OptimalScale/LMFlow

[BUG] constant loss during fine-tuning

hellkonig opened this issue · 4 comments

Describe the bug
I use run_finetune_with_lora.sh to fine-tune the model robin-7b-v2-delta, but the problem is the loss remains constant in every iteration. I am not sure if it is a bug or if there is anything I haven't done right. I would appreciate all suggestions or insights. If you need further information to spot the problem, I am happy to provide it. Thank you very much!

Environement
OS:

NAME="Rocky Linux"
VERSION="8.8 (Green Obsidian)"
ID="rocky"
ID_LIKE="rhel centos fedora"
VERSION_ID="8.8"
PLATFORM_ID="platform:el8"
PRETTY_NAME="Rocky Linux 8.8 (Green Obsidian)"
ANSI_COLOR="0;32"
LOGO="fedora-logo-icon"
CPE_NAME="cpe:/o:rocky:rocky:8:GA"
HOME_URL="https://rockylinux.org/"
BUG_REPORT_URL="https://bugs.rockylinux.org/"
SUPPORT_END="2029-05-31"
ROCKY_SUPPORT_PRODUCT="Rocky-Linux-8"
ROCKY_SUPPORT_PRODUCT_VERSION="8.8"
REDHAT_SUPPORT_PRODUCT="Rocky Linux"
REDHAT_SUPPORT_PRODUCT_VERSION="8.8"

Python version: 3.9.18
CUDA version:

nvcc: NVIDIA (R) Cuda compiler driver
Copyright (c) 2005-2022 NVIDIA Corporation
Built on Tue_May__3_18:49:52_PDT_2022
Cuda compilation tools, release 11.7, V11.7.64
Build cuda_11.7.r11.7/compiler.31294372_0

g++ version: g++ (GCC) 8.5.0 20210514 (Red Hat 8.5.0-18)
torch version: 2.0.0

To Reproduce
I run the following command line on the server's computing node:

./scripts/run_finetune_with_lora.sh \
  --model_name_or_path robin-7b-v2-delta \
  --dataset_path data/alpaca/train \
  --output_lora_path output_models/fintuned-robin

In the .bashrc, I have the following line:

export CUDA_HOME=/apps/cuda/11.7.0
export PATH=/apps/cuda/11.7.0/bin:${PATH}
export LD_LIBRARY_PATH=/apps/cuda/11.7.0/lib64:${LD_LIBRARY_PATH}
export WANDB_MODE=disabled
export TRANSFOEMERS_OFFLINE=1
export HF_DATASETS_OFFLINE=1

Screenshots
To check the loss for every iteration, I set --logging-steps 1, and the screenshot for the fine-tuning is:
loss

@hendrydong Could you take a look at this problem?

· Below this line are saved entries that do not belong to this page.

PR #6172, opened 2022-01-06
Backtest result reuse

rokups:
## Summary

Implemented reuse of old backtest results when backtest parameters did not change.

## Quick changelog

- Avoid running a backtest and instead reuse old result if backtest parameters did not change.
- Extra file `backtest-result-*.meta.json` is written with backtest run id (hash derived from config + strategy file).
- New command line parameter `--no-cache` for `backtest` subcommand, opting out from cached result reuse.

## What's new?

When we develop a new version of strategy we usually backtest using `--strategy-list` so we can compare against previous versions. In such case we most likely backtest multiple times using same config and old strategy files do not change. This means we can reuse old backtest result instead of redoing same backtest over and over. This is what was implemented here.

### DIFF
--- a/freqtrade/commands/cli_options.py
+++ b/freqtrade/commands/cli_options.py
@@ -205,6 +205,11 @@ AVAILABLE_CLI_OPTIONS = {
         nargs='+',
         choices=constants.BACKTEST_BREAKDOWNS
     ),
+    "no_backtest_cache": Arg(
+        '--no-cache',
+        help='Do not reuse cached backtest results.',
+        action='store_true'
+    ),
     # Edge
     "stoploss_range": Arg(
         '--stoplosses',
--- a/freqtrade/data/btanalysis.py
+++ b/freqtrade/data/btanalysis.py
@@ -2,6 +2,7 @@
 Helpers when analyzing backtest data
 """
 import logging
+from copy import copy
 from pathlib import Path
 from typing import Any, Dict, List, Optional, Tuple, Union
 
@@ -10,7 +11,7 @@ import pandas as pd
 
 from freqtrade.constants import LAST_BT_RESULT_FN
 from freqtrade.exceptions import OperationalException
-from freqtrade.misc import json_load
+from freqtrade.misc import get_backtest_metadata_filename, json_load
 from freqtrade.persistence import LocalTrade, Trade, init_db
 
 
@@ -102,6 +103,23 @@ def get_latest_hyperopt_file(directory: Union[Path, str], predef_filename: str =
     return directory / get_latest_hyperopt_filename(directory)
 
 
+def load_backtest_metadata(filename: Union[Path, str]) -> Dict[str, Any]:
+    """
+    Read metadata dictionary from backtest results file without reading and deserializing entire
+    file.
+    :param filename: path to backtest results file.
+    :return: metadata dict or None if metadata is not present.
+    """
+    filename = get_backtest_metadata_filename(filename)
+    try:
+        with filename.open() as fp:
+            return json_load(fp)
+    except FileNotFoundError:
+        return {}
+    except Exception as e:
+        raise OperationalException('Unexpected error while loading backtest metadata.') from e
+
+
 def load_backtest_stats(filename: Union[Path, str]) -> Dict[str, Any]:
     """
     Load backtest statistics file.
@@ -118,7 +136,54 @@ def load_backtest_stats(filename: Union[Path, str]) -> Dict[str, Any]:
     with filename.open() as file:
         data = json_load(file)
 
+    # Legacy list format does not contain metadata.
+    if isinstance(data, dict):
+        data['metadata'] = load_backtest_metadata(filename)
+
     return data
+
+
+def find_existing_backtest_stats(dirname: Union[Path, str],
+                                 run_ids: Dict[str, str]) -> Dict[str, Any]:
+    """
+    Find existing backtest stats that match specified run IDs and load them.
+    :param dirname: pathlib.Path object, or string pointing to the file.
+    :param run_ids: {strategy_name: id_string} dictionary.
+    :return: results dict.
+    """
+    # Copy so we can modify this dict without affecting parent scope.
+    run_ids = copy(run_ids)
+    dirname = Path(dirname)
+    results: Dict[str, Any] = {
+        'metadata': {},
+        'strategy': {},
+        'strategy_comparison': [],
+    }
+
+    # Weird glob expression here avoids including .meta.json files.
+    for filename in reversed(sorted(dirname.glob('backtest-result-*-[0-9][0-9].json'))):
+        metadata = load_backtest_metadata(filename)
+        if not metadata:
+            # Files are sorted from newest to oldest. When file without metadata is encountered it
+            # is safe to assume older files will also not have any metadata.
+            break
+
+        for strategy_name, run_id in list(run_ids.items()):
+            if metadata.get(strategy_name, {}).get('run_id') == run_id:
+                # TODO: load_backtest_stats() may load an old version of backtest which is
+                #  incompatible with current version.
+                del run_ids[strategy_name]
+                bt_data = load_backtest_stats(filename)
+                for k in ('metadata', 'strategy'):
+                    results[k][strategy_name] = bt_data[k][strategy_name]
+                comparison = bt_data['strategy_comparison']
+                for i in range(len(comparison)):
+                    if comparison[i]['key'] == strategy_name:
+                        results['strategy_comparison'].append(comparison[i])
+                        break
+        if len(run_ids) == 0:
+            break
+    return results
 
 
 def load_backtest_data(filename: Union[Path, str], strategy: Optional[str] = None) -> pd.DataFrame:
--- a/freqtrade/misc.py
+++ b/freqtrade/misc.py
@@ -2,11 +2,13 @@
 Various tool function for Freqtrade and scripts
 """
 import gzip
+import hashlib
 import logging
 import re
+from copy import deepcopy
 from datetime import datetime
 from pathlib import Path
-from typing import Any, Iterator, List
+from typing import Any, Iterator, List, Union
 from typing.io import IO
 from urllib.parse import urlparse
 
@@ -228,3 +230,32 @@ def parse_db_uri_for_logging(uri: str):
         return uri
     pwd = parsed_db_uri.netloc.split(':')[1].split('@')[0]
     return parsed_db_uri.geturl().replace(f':{pwd}@', ':*****@')
+
+
+def get_strategy_run_id(strategy) -> str:
+    """
+    Generate unique identification hash for a backtest run. Identical config and strategy file will
+    always return an identical hash.
+    :param strategy: strategy object.
+    :return: hex string id.
+    """
+    digest = hashlib.sha1()
+    config = deepcopy(strategy.config)
+
+    # Options that have no impact on results of individual backtest.
+    not_important_keys = ('strategy_list', 'original_config', 'telegram', 'api_server')
+    for k in not_important_keys:
+        if k in config:
+            del config[k]
+
+    digest.update(rapidjson.dumps(config, default=str,
+                                  number_mode=rapidjson.NM_NATIVE).encode('utf-8'))
+    with open(strategy.__file__, 'rb') as fp:
+        digest.update(fp.read())
+    return digest.hexdigest().lower()
+
+
+def get_backtest_metadata_filename(filename: Union[Path, str]) -> Path:
+    """Return metadata filename for specified backtest results file."""
+    filename = Path(filename)
+    return filename.parent / Path(f'{filename.stem}.meta{filename.suffix}')
--- a/freqtrade/optimize/backtesting.py
+++ b/freqtrade/optimize/backtesting.py
@@ -753,6 +753,7 @@ class Backtesting:
         }
 
         # Load previous result that will be updated incrementally.
+        # This can be circumvented in certain instances in combination with downloading more data
         if self.timerange.stopts == 0 or datetime.fromtimestamp(
            self.timerange.stopts, tz=timezone.utc) > datetime.now(tz=timezone.utc):
             self.config['no_backtest_cache'] = True
--- a/freqtrade/optimize/backtesting.py
+++ b/freqtrade/optimize/backtesting.py
@@ -753,7 +753,8 @@ class Backtesting:
         }
 
         # Load previous result that will be updated incrementally.
-        if self.config.get('timerange', '-').endswith('-'):
+        if self.timerange.stopts == 0 or datetime.fromtimestamp(
+           self.timerange.stopts, tz=timezone.utc) > datetime.now(tz=timezone.utc):
             self.config['no_backtest_cache'] = True
             logger.warning('Backtest result caching disabled due to use of open-ended timerange.')
 
--- a/freqtrade/optimize/backtesting.py
+++ b/freqtrade/optimize/backtesting.py
@@ -14,12 +14,13 @@ from pandas import DataFrame
 from freqtrade.configuration import TimeRange, validate_config_consistency
 from freqtrade.constants import DATETIME_PRINT_FORMAT
 from freqtrade.data import history
-from freqtrade.data.btanalysis import trade_list_to_dataframe
+from freqtrade.data.btanalysis import find_existing_backtest_stats, trade_list_to_dataframe
 from freqtrade.data.converter import trim_dataframe, trim_dataframes
 from freqtrade.data.dataprovider import DataProvider
 from freqtrade.enums import BacktestState, SellType
 from freqtrade.exceptions import DependencyException, OperationalException
 from freqtrade.exchange import timeframe_to_minutes, timeframe_to_seconds
+from freqtrade.misc import get_strategy_run_id
 from freqtrade.mixins import LoggingMixin
 from freqtrade.optimize.bt_progress import BTProgress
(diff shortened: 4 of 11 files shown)


freqtrade/commands/cli_options.py
```diff
@@ -205,6 +205,11 @@ def __init__(self, *args, **kwargs):
         nargs='+',
         choices=constants.BACKTEST_BREAKDOWNS
     ),
+    "no_backtest_cache": Arg(
+        '--no-cache',
+        help='Do not reuse a cached backtest result even if it exists.',
```
xmatthias:
```suggestion
        help='Do not reuse cached backtest results.',
```
the "even if it exists" sounds strange when reading it out of context in a help message (think - backtesting for the first time)

freqtrade/data/btanalysis.py
```diff
@@ -121,9 +141,54 @@ def load_backtest_stats(filename: Union[Path, str]) -> Dict[str, Any]:
...
+        ('metadata', {}),
+        ('strategy', {}),
+        ('strategy_comparison', []),
+    ])
+
+    for filename in reversed(sorted(dirname.iterdir())):
+        if (not filename.name.startswith('backtest-result') or
+            not filename.name.endswith('.json') or
+            filename.name.endswith('.meta.json')):
+            continue
```
xmatthias: I think you should be able to use `glob()` here - something like `dirname.glob('backtest-result.*meta.json)` ... which would simplify this whole segment to just one line

freqtrade/data/btanalysis.py
```diff
@@ -121,9 +141,54 @@ def load_backtest_stats(filename: Union[Path, str]) -> Dict[str, Any]:
...
+
+        metadata = load_backtest_metadata(filename)
+        if not metadata:
+            # Files are sorted from newest to oldest. When file without metadata is encountered it
+            # is safe to assume older files will also not have any metadata.
+            continue
```
xmatthias: Based on the comment above - i think this should be `break` (stop further processing of the loop)- not continue (continue with next result).

freqtrade/misc.py
```diff
@@ -228,3 +230,24 @@ def parse_db_uri_for_logging(uri: str):
...
+    digest.update(rapidjson.dumps(strategy.config, default=str,
+                                  number_mode=rapidjson.NM_NATIVE).encode('utf-8'))
+    with open(strategy.__file__, 'rb') as fp:
+        digest.update(fp.read())
+    return digest.hexdigest().lower()
+
+
+def get_backtest_metadata_filename(filename: Union[Path, str]) -> Path:
+    """Return metadata filename for specified backtest results file."""
+    base, ext = os.path.splitext(filename)
```
xmatthias: I would rather stick to pathlib - which should have this available as `filename.suffix` (obviously assuming the input is Path ...)

os.path can have ... questionable behavior on certain platforms (windows, i'm looking at you) - so i don't trust it for anything related to paths anymore

rokups:
Addressed all comments 👍🏻 btw i wasnt sure if `--no-cache` is a good name, but i could not come up with anything better..

freqtrade/data/btanalysis.py
```diff
@@ -105,6 +108,23 @@ def get_latest_hyperopt_file(directory: Union[Path, str], predef_filename: str =
...
+    file.
+    :param filename: path to backtest results file.
+    :return: metadata dict or None if metadata is not present.
+    """
+    filename = get_backtest_metadata_filename(filename)
+    try:
+        with filename.open() as fp:
+            return json_load(fp)
+    except FileNotFoundError:
+        return {}
```
xmatthias, line 118: The Premise of this looks good - but it doesn't seem to work at the moment

I've just ran 3 backtests in a row (all produce the same hash based on the .meta file) - but it doesns't work and always runs into this.
Some debugging shows that the "loading" filename is generated wrongly.
I think for loading, you'll not need to call `get_backtest_metadata_filename` as the ".glob" already returns the correct filename.

Removing that call does load the file - but crashes further down ...

rokups:
Fixing those 👍🏻 

Also bumped into this:
```
2022-01-07 12:22:34,507 - freqtrade - ERROR - Fatal exception!
  File "/home/rk/src/freqtrade/freqtrade/main.py", line 37, in main
  File "/home/rk/src/freqtrade/freqtrade/commands/optimize_commands.py", line 54, in start_backtesting
    backtesting.start()
  File "/home/rk/src/freqtrade/freqtrade/optimize/backtesting.py", line 740, in start
    show_backtest_results(self.config, self.results)
  File "/home/rk/src/freqtrade/freqtrade/optimize/optimize_reports.py", line 826, in show_backtest_results
    table = text_table_strategy(backtest_stats['strategy_comparison'], stake_currency)
  File "/home/rk/src/freqtrade/freqtrade/optimize/optimize_reports.py", line 662, in text_table_strategy
    drawdown = [f'{t["max_drawdown_account"] * 100:.2f}' for t in strategy_results]
  File "/home/rk/src/freqtrade/freqtrade/optimize/optimize_reports.py", line 662, in <listcomp>
    drawdown = [f'{t["max_drawdown_account"] * 100:.2f}' for t in strategy_results]
KeyError: 'max_drawdown_account'
```

Cached backtest result did not have `max_drawdown_account` entry. This isnt a problem for now, but we may consider adding a backtest format version, then re-running of a backtest could be forced when version changes. For now i will add a comment.

Edit: Actually it is a problem. This exception is thrown by `backtesting-show` command when trying to access old result.

rokups:
I added a test, but it fails. For some reason `mocker.patch('freqtrade.misc', get_strategy_run_id=get_strategy_run_id)` fails to mock that function. Any idea why that would be?

xmatthias:
> I added a test, but it fails. For some reason `mocker.patch('freqtrade.misc', get_strategy_run_id=get_strategy_run_id)` fails to mock that function. Any idea why that would be?

wrong syntax - you're using `mocker.patch.multi` syntax on `mocker.patch` ...

try `mocker.patch('freqtrade.misc.get_strategy_run_id', get_strategy_run_id)` (assuming get_strategy_run_id is a Mock object).

> Edit: Actually it is a problem. This exception is thrown by backtesting-show command when trying to access old result.

I'll fix that in develop tonight ... :+1:

rokups:
Right syntax still fails

tests/optimize/test_backtesting.py
```diff
@@ -1239,3 +1239,88 @@ def test_backtest_start_multi_strat_nomock_detail(default_conf, mocker,
...
+            'strategy': {'TestStrategyLegacyV1': {}},
+            'strategy_comparison': [{'key': 'TestStrategyLegacyV1'}]
+        }
+    ])
+    get_strategy_run_id = MagicMock(side_effect=['1', '2', '2'])
+    mocker.patch('pathlib.Path.glob', path_glob)
+    mocker.patch.multiple('freqtrade.data.btanalysis',
+                          load_backtest_metadata=load_backtest_metadata,
+                          load_backtest_stats=load_backtest_stats)
+    mocker.patch('freqtrade.misc.get_strategy_run_id', get_strategy_run_id)
```
xmatthias: this mock is "missing" - which means it doesn't apply correctly.

When mocking a directly imported function (like get_strategy_run_id) - you'll usually have to replace it at the import location (freqtrade.optimize.backtesting - not where it's defined).

That mock is however also not applying correctly - most likely because the test-file is importing backtesting stuff before the mock is actually running (which sometimes requires odd workarounds).

I remember i had this once before which led me to move the test to another file - but i can't remember which test that was - probably one that imports within the test function instead of the top of the file).

freqtrade/data/btanalysis.py
```diff
@@ -118,9 +137,56 @@ def load_backtest_stats(filename: Union[Path, str]) -> Dict[str, Any]:
...
+    """
+    Find existing backtest stats that match specified run IDs and load them.
+    :param dirname: pathlib.Path object, or string pointing to the file.
+    :param run_ids: {strategy_name: id_string} dictionary.
+    :return: results dict.
+    """
+    # Copy so we can modify this dict without affecting parent scope.
+    run_ids = copy(run_ids)
+    dirname = Path(dirname)
+    results: Dict[str, Any] = OrderedDict([
```
xmatthias: I don't think a OrderedDict is necessary.
You're not using any "enhanced" functionality of OrderedDict - and regular dics are now also ordered by default (since 3.7 iirc).

tests/optimize/test_backtesting.py
```diff
@@ -1239,3 +1239,88 @@ def test_backtest_start_multi_strat_nomock_detail(default_conf, mocker,
...
+        'results': pd.DataFrame(columns=BT_DATA_COLUMNS),
+        'config': default_conf,
+        'locks': [],
+        'rejected_signals': 20,
+        'final_balance': 1000,
+    })
+    mocker.patch('freqtrade.plugins.pairlistmanager.PairListManager.whitelist',
+                 PropertyMock(return_value=['UNITTEST/BTC']))
+    mocker.patch('freqtrade.optimize.backtesting.Backtesting.backtest', backtestmock)
+    mocker.patch('freqtrade.optimize.backtesting', show_backtest_result=MagicMock())
```
xmatthias: The Failure was actually CAUSED by this (after moving the below mock to the lookup location in `.optimize.backtesting`).

This will mess with the whole backtesting module (everything in that file, most likely) - causing subsequent mocks to somehow not work correctly (not sure how/why) - but fixing this mock fixed the test for no apparent other reason.

rokups: Thats right. Its a leftover from attempt to store metadata in same file. Removed that 👍🏻

rokups:
Actually this needs one more fix before merge: before hashing a config we need to unset strategy list.

freqtrade/optimize/optimize_reports.py
```diff
@@ -509,12 +516,22 @@ def generate_backtest_stats(btdata: Dict[str, DataFrame],
...
+        ('strategy_comparison', []),
+    ])
     market_change = calculate_market_change(btdata, 'close')
+    metadata = result['metadata']
     pairlist = list(btdata.keys())
     for strategy, content in all_results.items():
         strat_stats = generate_strategy_stats(pairlist, strategy, content,
                                               min_date, max_date, market_change=market_change)
+        # Warning: due to implementation details of get_backtest_metadata() function, characters
+        # { and } appearing in strings will break stuff.
```
xmatthias: It's unclear what you mean with this warning (it refers to a method that does not exist).
Is this because of `get_backtest_metadata_filename` - or `strategy_run_id` (or something else)

Also - can you make an example what would need to be the input for this (whatever function?) to break?

freqtrade/optimize/optimize_reports.py
```diff
@@ -509,12 +516,22 @@ def generate_backtest_stats(btdata: Dict[str, DataFrame],
     :param max_date: Backtest end date
     :return: Dictionary containing results per strategy and a strategy summary.
     """
-    result: Dict[str, Any] = {'strategy': {}}
+    result: Dict[str, Any] = OrderedDict([
```
xmatthias: wouldn't a simple dict suffice, conisidering they're ordered by default since python 3.6 or 7? (and you don't even care about the sequence of the keys)

freqtrade/optimize/optimize_reports.py
```diff
@@ -509,12 +516,22 @@ def generate_backtest_stats(btdata: Dict[str, DataFrame],
...
+        ('metadata', {}),
+        ('strategy', {}),
+        ('strategy_comparison', []),
+    ])
     market_change = calculate_market_change(btdata, 'close')
+    metadata = result['metadata']
```
xmatthias: i honestly find this assignment slightly missleading, and dangerous to introduce bugs in the future.

I understand it's just a "convenience" to not have to use `result['metadata']['strategy'] =` below - but for someone not 100% aware that there will only be one metadata dict this might be confusing i think.

freqtrade/optimize/backtesting.py
```diff
@@ -691,15 +693,45 @@ def start(self) -> None:
...
+                data, self.all_results, min_date=min_date, max_date=max_date)
+            if self.results:
+                self.results['metadata'].update(results['metadata'])
+                self.results['strategy'].update(results['strategy'])
+                self.results['strategy_comparison'].extend(results['strategy_comparison'])
+            else:
+                self.results = results
 
             if self.config.get('export', 'none') == 'trades':
                 store_backtest_stats(self.config['exportfilename'], self.results)
```
xmatthias, line 785: Just for my understanding, maybe ...

assuming i backtested `StrategyA` yesterday, and today i use `--strategy-list StrategyA StrategyB` - (nothing else changed, so `StrategyA` is loaded from the prior result) ... 

do we intentionally write the result of StrategyA to disk again? (so it's now in 2 result files)

(maybe to clarify):
* either we want it to write to file again - in which case writing should happen AFTER sorting below.
* or we don't want to write it again - in which case it should happen before combining results

I assume the prior is the right answer (?)

freqtrade/optimize/optimize_reports.py
rokups: Leftover from previous hacky parsing of json - removing 👍🏻

freqtrade/optimize/optimize_reports.py
rokups: Seems like i switched it to dict and back again, opss. Yeah order is also not important, it used to be important with a hacky metadata parsing from same json file as a result (that is no longer there).

freqtrade/optimize/backtesting.py
rokups: I suspect `backtesting-show` would break if we did not copy old backtest result to new result file. But more importantly copying keeps results consistent in the event where user may delete some but not all old backtest results. If it were the case, in example you described user may lose half of the result even though file of that backtest result is present.

samgermain:
Just from quickly glancing at this, the [weighted interval scheduling](https://imgur.com/a/mVC33Uq) problem rings a bell, I thought I would share this in case it's useful

freqtrade/optimize/backtesting.py
```diff
@@ -691,15 +693,45 @@ def start(self) -> None:
...
 
+        # Results may be mixed up now. Sort them so they follow --strategy-list order.
+        if 'strategy_list' in self.config and len(self.results) > 0:
+            def strategy_list_key(c):
+                return self.config['strategy_list'].index(c['key'])
+
+            self.results['strategy_comparison'] = sorted(
+                self.results['strategy_comparison'], key=strategy_list_key)
```
rokups: Looks like dicts need sorting too. So do not merge just yet..

rokups:
For time being im done. Let me know if there is anything else that needs to be done. 👍🏻

freqtrade/optimize/backtesting.py
```diff
@@ -691,15 +693,50 @@ def start(self) -> None:
         self.load_bt_data_detail()
         logger.info("Dataload complete. Calculating indicators")
 
+        run_ids = {
+            strategy.get_strategy_name(): get_strategy_run_id(strategy)
+            for strategy in self.strategylist
+        }
+
+        # Load previous result that will be updated incrementally.
+        if self.config.get('timerange', '-').endswith('-'):
```
xmatthias: To me, this check is potentially wrong / erroneous

you should rather use `self.timerange` and evaluate if the end-date is present and not after today.

consider the following "workaround":
`--timerange 20220101-20230101` - it would pass your test here just fine (doesn't end with "-") - However - my end-date is 11 months in the future, so i'll be using incremental data "at will".

freqtrade/optimize/backtesting.py
```diff
@@ -745,15 +747,51 @@ def start(self) -> None:
...
         logger.info("Dataload complete. Calculating indicators")
 
+        run_ids = {
+            strategy.get_strategy_name(): get_strategy_run_id(strategy)
+            for strategy in self.strategylist
+        }
+
+        # Load previous result that will be updated incrementally.
+        if self.timerange.stopts == 0 or datetime.fromtimestamp(
+           self.timerange.stopts, tz=timezone.utc) > datetime.now(tz=timezone.utc):
```
xmatthias, line 758: I think your own analysis was quite good - this can be worked around eventually (i'm however not sure how to protect from it).

using `timerange` from above as comparison will not protect aganst this:

* backtest with `--timerange 20210101-20220101` (full prior year) with data ending 2021-11-01.
* download data from November until today
* run the same backtest again `--timerange 20210101-20220101`

By comparing the 2 timerange objects (timerange - self.timerange) - you could protect against the first case (not loading cache) - but you'll not know that you had 2 months missing in the "cached" result (nothing in the config or strategy changed - other than the messages at startup).


TBH - i'm not sure we must protect against this ... we can also add a hint in the documentation about this, warning users to use `--no-cache` when the underlying data changed.

xmatthias (commented):
Nice enhancement :+1: 

LGTM :+1:

xmatthias (approved):

rokups:
I had another idea yesterday. Maybe instead of `--no-cache` we should have had `--cache=[none,day,week,month]`? Then cached results from specified period would be loaded, but no older. This would essentially create an expiring cache and help mitigating issues with data updates invalidating cached results.

xmatthias:
it'd be a possibility for sure - but which of the above should be the default? (Potentially none?)

rokups:
`none` or `day` sound like a good idea. `none` keeps current behavior while `day` is a safest form of caching which saves most time. Cant say i have a preference.

xmatthias:
`day` works fine i think ... although it "bite" me already while trying to change something in backtesting (where i wanted to run the same backtest multiple times in a row) - i think that's a "developer edgecase" we should not design our defaults against 😆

Hi, thank you for the issue.
One potential error is that the delta weights should be merged in to the original model. Due to the copyright issue, we cannot upload the full model.
Can you try other models, such as openlm-research/open_llama_3b?

Moreover, please check the zero strategy and gradient checkpointing. You may try zero2 without gradient checkpointing for the plain setting.

Thank you so much, @hendrydong and @research4pan. I think it is the issue of the model I downloaded. When I tried to use the gpt2-large and open_llama_3b, both run_finetune.sh and run_finetune_with_lora.sh showed a decreasing loss in fine-tuning.